I was reading about the open and short circuit time constant technique for estimating the dominant and non-dominant poles of the system respectively. For the dominant pole (open circuit time constant) we short all the independent voltage sources and replace all but one of the capacitors with open circuit.
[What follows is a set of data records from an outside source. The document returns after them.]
PR #315, opened 2024-09-09
feat(lsp): zig

### LINKED ISSUE #314: feat(lsp): zig
Add lsp configuration for zig.

yves-biener:
closes #314

### DIFF
--- a/shared/src/languages.rs
+++ b/shared/src/languages.rs
@@ -374,7 +374,7 @@ const fn zig() -> Language {
             subpath: None,
             commit: "master",
         }),
-        formatter_command: Some(Command("zig", &["fmt"])),
+        formatter_command: Some(Command("zig", &["fmt", "--stdin"])),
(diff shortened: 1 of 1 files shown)


yves-biener:
there is currently one issue, that the formatting is not working as expected, as the format command requires the file path as an argument. How can I provide that parameter accordingly?

wongjiahau:
Variable substitution is not currently supported yet, but on the other hand, it seems like you can add the `--stdin` flag after `zig fmt` to make it work.

Reference: 
https://github.com/ziglang/zig/blob/d6d09f4ea7cc590035bf8af6617f93767423c691/lib/compiler/fmt.zig#L19

yves-biener:
You are right, thank you for the hint. I added the argument and tested it successfully 🎉

wongjiahau:
Thanks for your contribution!

PR #319, opened 2024-09-09
fix(editor): DisableMouseCapture on quit

mattdeeds:
Mouse capture with crossterm is enabled but never disabled on quit. On Mac this causes mouse events to be input to terminal until terminal is reset.


wongjiahau:
Thanks!

PR #324, opened 2024-09-11
Add LTO to the Release profile in the Cargo.toml

zamazan4ik:
Resolve https://github.com/ki-editor/ki-editor/discussions/321

### DIFF
--- a/Cargo.toml
+++ b/Cargo.toml
@@ -106,3 +106,4 @@ indoc = "2.0.4"
 
 [profile.release]
 debug = true
+lto = true


wongjiahau:
Hey @zamazan4ik, thank you for your contribution! Would you be able to conduct benchmarking for both runtime performance and compile time to determine if LTO results in significant improvements?

wongjiahau:
Not sure if it's Placebo but it does feel much snappier with each keypress when LTO is enabled.

zamazan4ik:
> Would you be able to conduct benchmarking for both runtime performance and compile time to determine if LTO results in significant improvements?

Do you have an easy way to compare the project's performance between revisions? Maybe some kind of built-in benchmarks or smth like that? Because you know, measuring "with an eye" is not the most precise thing to do ;) Without that, I don't see performance lags from enabling LTO locally

wongjiahau:
Unfortunately, there's no easy way to do this, but what I usually do is run `sudo cargo flamegraph` in the project root. Then, I open a file and perform an insertion or modification and exit the editor, then you'll get a `flamegraph.svg`.

After that, repeat the same action on a different branch, then compare the two flamegraphs.

wongjiahau:
@Riolku what do you think of this change? Theoretically it will improve runtime performances via aggresive optimizations, but it can also increase build time significantly.

Should we close or merge this PR?

Riolku:
10% was the speedup i got in a C++ project some years ago

PR #328, opened 2024-09-13
fix: url conversion

Vulpesx:
fix bad url conversion to string that resulted in bad file paths


wongjiahau:
Thanks! Can you add some unit test cases?

wongjiahau:
Staled

PR #331, opened 2024-09-13
feat(style): show last dispatch global bar

### LINKED ISSUE #256: style(global bar): show last dispatch
This is to aid learning.

yves-biener:
closes #256

### DIFF
--- a/src/components/editor.rs
+++ b/src/components/editor.rs
@@ -2908,10 +2908,10 @@ impl std::fmt::Display for DispatchEditor {
     fn fmt(&self, f: &mut std::fmt::Formatter<'_>) -> std::fmt::Result {
         match self {
             Surround(open, close) => write!(f, "Surround {open}{close}",),
-            ShowJumps { .. } => write!(f, "{}", "Show Jumps"),
-            ScrollPageDown => write!(f, "{}", "Scroll Page Down"),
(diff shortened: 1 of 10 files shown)


src/components/editor.rs
```diff
@@ -2892,6 +2904,109 @@ pub(crate) enum DispatchEditor {
     Dedent,
 }
 
+impl std::fmt::Display for DispatchEditor {
```
yves-biener, line 2907: I'm not sure if we should use a proc_macro for this or keep it that way. When using debug printing it will display other information alongside the enum variant name (i.e. parameters like `use_system_clipboard`) which might not be desired, as it will fill up the global bar.

wongjiahau: I think this code is fine for now, but eventually, I want to have an extra line for the status bar, so we can show the full dispatch details in the second line without having to be afraid that it will overflow.

yves-biener: There might be need to overhaul the bar as a hole later anyway, where we can change this too, as advanced user might want to disable this feature anyway. Do you want to keep this in mind or create another issue for later?

wongjiahau:
Hey @yves-biener, just checking in to see if you would like to complete the remaining parts of this PR?

wongjiahau:
Thanks @yves-biener great work!

Issue #332, opened 2024-09-14
Keybinding help with `@n` panics


ilyagr:
After looking through the source code, I was excited to discover that the `@` keybinding is supposed to show keybinding help. However, pressing `@n` for normal mode bindings resulted in a panic:

```
thread 'main' panicked at src/components/keymap_legend.rs:235:26:
                                                                   called `Result::unwrap()` on an `Err` value: Syntax(
                                                                                                                       ~~~~~~~~~~~~~~~~~~~~~~~~~~~~~~~~~~~~~~~~~~~~~~~~~~~~~~~~~~~~~~~~~~~~~~~~~~~~~~~
                                                                              regex parse error:
                                                                                                    ( → Cycle primary selection (?<hint>\()backward\)
                                 ^
                                  error: unclosed group
                                                       ~~~~~~~~~~~~~~~~~~~~~~~~~~~~~~~~~~~~~~~~~~~~~~~~~~~~~~~~~~~~~~~~~~~~~~~~~~~~~~~
              )
               note: run with `RUST_BACKTRACE=1` environment variable to display a backtrace
```

I suspect the intent was to disable this feature for now, until it works better (since it doesn't seem to be documented).

As an aside, I think having this feature work and advertised prominently (e.g. as `:help` and/or in the Space menu) would be very helpful.

wongjiahau:
Yup, it’s undocumented because @ is a weird keybinding, what do you think of `space ?`?

ilyagr:
`space ?` sounds great to me. I vaguely remember that Spacemacs or Doom Emacs might have used that.

wongjiahau:
Do you want to give it a try?

ilyagr:
Maybe at some point, but no promises. I'm more worried about the panic than the binding, by the way.

ilyagr:
OK, I did find a quick fix to the panic in #334 :). I'm not sure it solves the issue completely.

I'm still not sure this "works": how do I scroll through the resulting window after I press `@n`?

wongjiahau:
> I'm still not sure this "works": how do I scroll through the resulting window after I press `@n`?

The answer lies in "Every component is an editor".

After you press `@n`, you can press `esc` to enter normal mode, and then use `ctrl+d`/`ctrl+u` to scroll down and up.

If you want to execute any keybindings, enter insert mode (either `i`/`a`), then press the key.

ilyagr:
Ah, thanks!

[...]

PR #334, opened 2024-09-17
fix panic on keybinding help, `@n`

ilyagr:
This is a quick fix to the panic in #332.

Still TODO; change the key binding, document it, perhaps investigate this issue in more detail.


wongjiahau:
Thanks!

PR #361, opened 2024-10-04
Nix flake

mjakobsche:
Hey,
I created this flake, which allows users to install ki-editor using nix. It also defines an environment with basic packages for development . If there is something I should add or fix, let me know. 
I think it will encourage more people to contribute ;> and make the installation process even more simple.

### DIFF
--- a/.gitignore
+++ b/.gitignore
@@ -1,3 +1,4 @@
+/result
 /target
 tree_sitter_quickfix/build/
 tree_sitter_quickfix/node_modules/
--- a/docs/docs/installation.md
+++ b/docs/docs/installation.md
@@ -1,7 +1,5 @@
 # Installation
 
-Currently, only the "build from source" method is available.
-
 ## Build from source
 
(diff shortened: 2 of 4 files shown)


wongjiahau:
I’m going to trust you on this one as I’m not well-versed in Nix.

Thanks for the contribution @mjakobsche!

evelant:
Unfortunately this does not compile for me on mac (aarch64-darwin). It fails with a linker error building libz-sys `note: ld: library not found for -liconv`. A missing dep?

mjakobsche:
You are correct. I will fix it.

mjakobsche:
@evelant could you let me know if this fixes the issue:
`buildInputs = with pkgs; [
            openssl
          ] ++ lib.optionals pkgs.stdenv.isDarwin [
            libiconv
            curl
            darwin.apple_sdk.frameworks.AppKit
          ]; `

We then calculate the time constant of the resultant circuit and add the time constants for all the capacitors and the dominant pole frequency is given by: $$p_{\text{dom}} = 1/\Sigma_i(\tau_i)$$ where $\tau_i$ is the is one of the time constants of the circuit.

Similarly for the short circuit time constant technique to estimate the non-dominant pole we replace each capacitor by a short circuit and the pole is given by:

$$p_{\text{non_dom}} = \Sigma_i(1/\tau_i)$$ (For details: http://paginas.fe.up.pt/~fff/eBook/MDA/Met_con_tem.html)

Consider the following circuit: For this circuit the non dominant poles are calculated in Gray Meyer using the above procedure:

$\tau_1 = C_fR_L$ and $\tau_2 = C_{gs}[R_S||1/g_m||R_L]$ and $p_{\text{non_dom}} = 1/\tau_1 +1/\tau_2$ But suppose I add a load capacitor to the output as shown: Now when I try to calculate the non-dominant pole from the above method, every other capacitor seems to be shorted making the time delay for each capacitor to be zero.
How should we calculate the non-dominant pole of this new circuit?